*Exercise prompt*:
Could you filter the material and copy every line where the word "constexpr" occurs?

Supplied records: Begin

PR #78, opened 2026-06-18
feat: Support compressedoops

wazlyqa:
## Related issue(s):

https://github.com/jeandle/jeandle-jdk/issues/49

Support CompressedOops


llvm/lib/Transforms/Jeandle/JeandleNarrowOopMarker.cpp
```diff
@@ -0,0 +1,96 @@
...
+#include "llvm/IR/Jeandle/Metadata.h"
+#include "llvm/IR/Module.h"
+#include "llvm/IR/Statepoint.h"
+
+using namespace llvm;
+
+namespace {
+
+constexpr uint64_t NarrowOopMarkerType = 6;
+constexpr uint64_t HotSpotTNarrowOop = 16;
```
taofengliu: We need to move the implementation of DeoptValueEncoding to the LLVM side. There is already another PR working on this.
https://github.com/jeandle/jeandle-llvm/pull/72

llvm/lib/Target/X86/X86ISelLowering.cpp
```diff
@@ -28556,6 +28556,7 @@ Register X86TargetLowering::getRegisterByName(const char* RegName, LLT VT,
                      .Case("rsp", X86::RSP)
                      .Case("ebp", X86::EBP)
                      .Case("rbp", X86::RBP)
+                     .Case("r12", X86::R12)
```
taofengliu, line 28559: Why we need to add this?

taofengliu (commented):
Do we need an optimization pass to eliminate paired encode/decode operations? Because LLVM's existing optimizations do not necessarily eliminate paired addrspacecast instructions as reversible, we need to confirm this.

llvm/lib/Target/X86/X86ISelLowering.cpp
wazlyqa: On HotSpot x86_64, the compressed-oop heap base is kept in `r12`. When `decode_heap_oop` needs the heap base, Jeandle emits IR like:

    %base = call i64 @llvm.read_register(metadata !"r12")

  During instruction selection, LLVM calls `X86TargetLowering::getRegisterByName("r12", ...)`. Without a mapping from the string `"r12"` to the physical register `X86::R12`, lowering this intrinsic can fail or generate invalid code.

llvm/include/llvm/IR/Jeandle/JeandleUtils.hpp
```diff
@@ -36,12 +36,24 @@ enum HotspotBasicType {
 };
 
 /// Returns true if \p Ty is a pointer in the Java heap address space,
-/// i.e., it represents a Java object reference (oop).
-inline bool isJavaOopType(Type *Ty) {
+/// i.e., it represents a uncompressed Java object reference (oop).
+inline bool isOopType(Type *Ty) {
```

Supplied records: End

*Worked solution*:
+constexpr uint64_t NarrowOopMarkerType = 6;
+constexpr uint64_t HotSpotTNarrowOop = 16;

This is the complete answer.